MacArthur was a much more formidable and well known figure than McChristal is.  And MacArthur's comments were focused on policy differences rather than personal evaluations of individuals.


  1. Such country as North Korea does not exist. It is Democratic People's Republic of Korea. I heard that they are very sensitive about it and I am not surprised. I hate the joke when they confuse Hungary and hungry. I have heard it too often in my life.

  2. MacArthur should have been shown the same route out of the room as Admiral Kimmel and General Short, for letting his aircraft sit in neatly aligned rows for half a day after the Pearl Harbor sneak attacks. When the Japanese planes from the Taiwan MacArthur so loved destroyed his air force in a matter of minutes, he should have been relieved, along with his entire sycophantic staff. His negligence on December 8th 1941 was only exceeded that year by the lack of preparation for the Bataan defense he and his staff took.
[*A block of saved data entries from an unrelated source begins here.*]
PR #166, opened 2026-09-09
fix(summarizer): set excludeTurns on ephemeral Codex thread/fork

### LINKED ISSUE #158: Codex summarizer: thread/fork 400s on large (paginated) threads — codex-cli 0.150 requires `excludeTurns: true`
## Summary

On current codex-cli, `thread/fork` rejects the summarizer's ephemeral fork for any **paginated** (i.e. reasonably large) thread:

```
thread/fork failed: {"code":-32600,"message":"ephemeral paginated thread/fork requires `excludeTurns: true`"}
```

`summarizeConversation()` catches this and falls back to transcript-text summarization, so nothing surfaces to the user — the only trace is `Codex summarizer unavailable, falling back to transcript text: ...` in the sync log. The effect is that the Codex-native path silently stops being used for exactly the conversations it matters most for: the long ones.

Adding `excludeTurns: true` to the fork params fixes it, and the forked thread still carries full session context (the flag governs pagination of the fork *response*, not the fork's context) — the summaries produced after the change are specific and accurate.

## Environment

- episodic-memory 1.4.2 (installed via superpowers-marketplace; identical to `main` @ `1075769`)
- codex-cli 0.150.1, ChatGPT-subscription auth, `model = "gpt-5.6-sol"` in `~/.codex/config.toml`
- macOS (darwin 25.2), node v23.7.0

## Repro

Paired A/B against the *same* Codex thread, the only difference being the flag. `summarizer.noexclude.js` is a copy of `dist/summarizer.js` with the `excludeTurns: true` line stripped:

```js
const D = '<plugin>/episodic-memory/1.4.2/dist';
const { buildCodexSummarizerCommand, runCodexCommand, buildCodexSummaryPrompt } =
  await import(D + '/' + (process.env.TEST_MOD || 'summarizer.js'));
const cmd = buildCodexSummarizerCommand({
  sessionId: process.env.TEST_SID,
  prompt: buildCodexSummaryPrompt(),
});
try { console.log('OK   ' + (await runCodexCommand(cmd)).slice(0, 200)); }
catch (e) { console.log('FAIL ' + e.message.slice(0, 200)); }
```

Results:

| thread (rollout size) | without `excludeTurns` | with `excludeTurns: true` |
|---|---|---|
| 820 KB | FAIL — `ephemeral paginated thread/fork requires \`excludeTurns: true\`` | OK — accurate summary |
| 463 KB | OK | OK |

So it is size/pagination dependent, which is presumably why it hasn't been reported: small threads still work, and the fallback hides the rest.

## Patch

`src/summarizer.ts`, in the `thread/fork` call:

```diff
         const fork = await send('thread/fork', {
           threadId: command.sessionId,
           ephemeral: true,
+          excludeTurns: true,
           sandbox: 'read-only',
           approvalPolicy: 'never',
           ...(command.model ? { model: command.model } : {}),
         });
```

Happy to open a PR if useful.

## Adjacent observations (not this bug, but they share the silent-fallback path)

From one machine's sync log, 702 Codex fork failures across 908 attempts, by class:

- **673 × `invalid_encrypted_content`** — replaying threads older than ~2 months fails because the stored reasoning items no longer verify server-side. Nothing the plugin can do about the content, but it may be worth skipping the fork (and the ~10s app-server spawn) for rollouts past some age rather than retrying them forever.
- **9 × `[ApiIdParam] Invalid 'input[0].id': 'review_rollout_user'`** — `codex review` rollouts carry synthetic message ids the API rejects on replay. These could be detected and routed straight to the transcript path.
- **15 × `The '<model>' model is not supported when using Codex with a ChatGPT account`** — residue of #98 on old threads; the fork appears to inherit the thread's recorded (now-retired) model when no override is passed, so the `undefined` default doesn't rescue those. Setting `EPISODIC_MEMORY_CODEX_MODEL` does.

All three degrade to a Claude transcript summary, so the index stays populated — the cost is quality plus a failed app-server spawn per conversation.

ada-sen:
## Summary

`thread/fork` rejects the summarizer's ephemeral fork for any **paginated** (i.e. reasonably large) Codex thread on codex-cli 0.150+:

```
thread/fork failed: {"code":-32600,"message":"ephemeral paginated thread/fork requires `excludeTurns: true`"}
```

`summarizeConversation()` catches this and silently falls back to transcript-text summarization, so the Codex-native path stops being used for exactly the conversations it matters most for: the long ones. The only trace is a `Codex summarizer unavailable, falling back to transcript text: ...` log line — nothing surfaces as an error to the user.

## Root cause

The ephemeral `thread/fork` request in `summarizeConversation()` didn't set `excludeTurns: true`. Newer codex-cli requires it for paginated (large) threads. The flag governs pagination of the fork *response*, not the fork's context — the forked thread still carries full session history with the flag set, so summaries produced after this change remain accurate.

## Fix

Add `excludeTurns: true` to the ephemeral fork params in `src/summarizer.ts`:

```diff
         const fork = await send('thread/fork', {
           threadId: command.sessionId,
           ephemeral: true,
+          excludeTurns: true,
           sandbox: 'read-only',
           approvalPolicy: 'never',
           ...(command.model ? { model: command.model } : {}),
         });
```

`dist/summarizer.js` regenerated via `npm run build` and committed alongside `src/summarizer.ts`.

## Test plan

- [x] Extended the existing `thread/fork` mock assertion in `test/summarizer-options.test.ts` to require `excludeTurns === true`, matching the existing `ephemeral`/`sandbox` checks
- [x] `npx vitest run test/summarizer-options.test.ts` — 29/29 pass
- [x] `npm test` (full suite) — 348/348 pass, 62 test files, no regressions
- [x] `npm run build` — clean

Fixes #158.

### DIFF
--- a/dist/summarizer.js
+++ b/dist/summarizer.js
@@ -560,6 +560,7 @@ export async function runCodexCommand(command) {
                 const fork = await send('thread/fork', {
                     threadId: command.sessionId,
                     ephemeral: true,
+                    excludeTurns: true,
                     sandbox: 'read-only',
                     approvalPolicy: 'never',
                     ...(command.model ? { model: command.model } : {}),
--- a/src/summarizer.ts
+++ b/src/summarizer.ts
@@ -640,6 +640,7 @@ export async function runCodexCommand(command: CodexSummarizerCommand): Promise<
         const fork = await send('thread/fork', {
           threadId: command.sessionId,
           ephemeral: true,
+          excludeTurns: true,
           sandbox: 'read-only',
           approvalPolicy: 'never',
           ...(command.model ? { model: command.model } : {}),
--- a/test/summarizer-options.test.ts
+++ b/test/summarizer-options.test.ts
@@ -143,6 +143,7 @@ describe('runCodexCommand', () => {
         if (message.method === 'thread/fork') {
           if (message.params.threadId !== 'session-123') throw new Error('wrong session id');
           if (message.params.ephemeral !== true) throw new Error('fork was not ephemeral');
+          if (message.params.excludeTurns !== true) throw new Error('fork did not set excludeTurns (required by codex-cli 0.150+ for paginated threads)');
           if (message.params.sandbox !== 'read-only') throw new Error('fork was not read-only');
           console.log(JSON.stringify({ id: message.id, result: { thread: { id: 'fork-456' } } }));
           return;


obra (approved):
Verified rather than taken on trust. Clean — merging.

**The test genuinely catches the bug.** Removed `excludeTurns: true` from `src/summarizer.ts` (i.e. reinstated the original defect) and the fork test went red on exactly the right assertion; restored, green again. That's the property that matters, and it isn't automatic — the assertion had to be added inside the fake server's `thread/fork` handler to see it.

**`dist` and `src` agree**, and a fresh `npm run build` produces no diff against the committed `dist/summarizer.js`, so the built artifact isn't carrying anything the source doesn't.

**Full suite: 62 files, 348 tests, zero failures.**

## Why this is worth landing beyond the one flag

The failure mode is the interesting part: `summarizeConversation()` catches the `-32600` and silently falls back to transcript-text summarization. So the Codex-native path quietly stopped being used for **exactly the conversations it matters most for — the long ones** — with the only trace a log line nobody reads. A degradation that announces itself as success is worse than a crash, and this repo has a few of those.

## One thing to note for later, not blocking

The fix is right and the reasoning in the description is right (`excludeTurns` governs pagination of the fork *response*, not the fork's context). But nothing in the repo pins the codex-cli version this behaviour depends on, so if a future codex-cli changes the requirement again, the same silent fallback returns and the same log line is the only signal. Worth considering whether that fallback should be loud, or at least counted, rather than swallowed. Separate change.

Also worth knowing: this repo now has CI (landed today — build, typecheck, tests across Node 22 and 24, and it runs on fork PRs). Your future PRs here will get real checks. This one predates it and shows none; I ran the equivalent locally.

    I've spoken to several Army and USMC veterans about their retreat from the Yalu in late 1950. Although MacArthur should have been dismissed for his 1941 Philippines mistakes and stupidity, he should have been shot for what his hubris and ego did to those thousands of troops in October, November and December 1950.

    Dugout Stan doesn't quite have the same resonance to it as Dugout Doug, does it?

    Pat Tillman's mom should be allowed to determine McChristal's next duty.